==== Data shown

Issue #928, opened 2021-02-14
I can select a different month to view on my dashboard 


csprayregen:
## ✨ What new feature do you want to see?
I can click the dropdown at the top of my dashboard to toggle between months. I can view any month for which my account has data. 

## 🧶 Acceptance Criteria
- [x] The month "box" next to the words "Your Dashboard" opens up to a dropdown 
- [x] I can click on any previous month and see my dashboard as of the last day of that month 
- [x] The earliest month on the dropdown is the earliest start date of an approval for a kid on my account 
- [x] This works in English and Spanish
- [ ] This works for Nebraska users --> currently hidden until we move to the fully automated MVP
- [x] This works for IL users 

## 🖍️ Implementation Details
The API call is ticketed in #846 

> **NOTE TO ENGINEERS**
> 
> Please ensure that you are running Google Lighthouse and/or WebAIM (Wave) on any UI elements in your pull request to check for accessibility issues.
> 
> If it is out of scope to address those accessibility issues in your pull request (because the issue is in a parent component and needs refactoring to work, for example), **you are responsible for noting those issues in your pull request and writing bug tickets to address the issues - make sure you link the new tickets in your pull request**

## 🥧 Additional context
Figma mockup: https://www.figma.com/file/uCveVQQnYcw3MsenD1PNcG/P4P-2.0?node-id=4547%3A16651
Spanish: https://docs.google.com/spreadsheets/d/1d0RPc9PXvTCFpq8bfkZxgNL35MEpX5s8EvBwqex8564/edit#gid=0

csprayregen:
@cjhaddad @katelovescode check out the second AC above - is this right?

csprayregen:
Default cases:
1. As of date will be the last date that attendance was uploaded for the month that I"m looking at. 
2. For each month, the only kids listed on my grid are the ones that had active approvals in that month

Potential edge cases:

========

Give back each entry exactly as it was written.

Issue #928, opened 2021-02-14
I can select a different month to view on my dashboard 


csprayregen:
## ✨ What new feature do you want to see?
I can click the dropdown at the top of my dashboard to toggle between months. I can view any month for which my account has data. 

## 🧶 Acceptance Criteria
- [x] The month "box" next to the words "Your Dashboard" opens up to a dropdown 
- [x] I can click on any previous month and see my dashboard as of the last day of that month 
- [x] The earliest month on the dropdown is the earliest start date of an approval for a kid on my account 
- [x] This works in English and Spanish
- [ ] This works for Nebraska users --> currently hidden until we move to the fully automated MVP
- [x] This works for IL users 

## 🖍️ Implementation Details
The API call is ticketed in #846 

> **NOTE TO ENGINEERS**
> 
> Please ensure that you are running Google Lighthouse and/or WebAIM (Wave) on any UI elements in your pull request to check for accessibility issues.
> 
> If it is out of scope to address those accessibility issues in your pull request (because the issue is in a parent component and needs refactoring to work, for example), **you are responsible for noting those issues in your pull request and writing bug tickets to address the issues - make sure you link the new tickets in your pull request**

## 🥧 Additional context
Figma mockup: https://www.figma.com/file/uCveVQQnYcw3MsenD1PNcG/P4P-2.0?node-id=4547%3A16651
Spanish: https://docs.google.com/spreadsheets/d/1d0RPc9PXvTCFpq8bfkZxgNL35MEpX5s8EvBwqex8564/edit#gid=0

csprayregen:
@cjhaddad @katelovescode check out the second AC above - is this right?

csprayregen:
Default cases:
1. As of date will be the last date that attendance was uploaded for the month that I"m looking at. 
2. For each month, the only kids listed on my grid are the ones that had active approvals in that month

Potential edge cases:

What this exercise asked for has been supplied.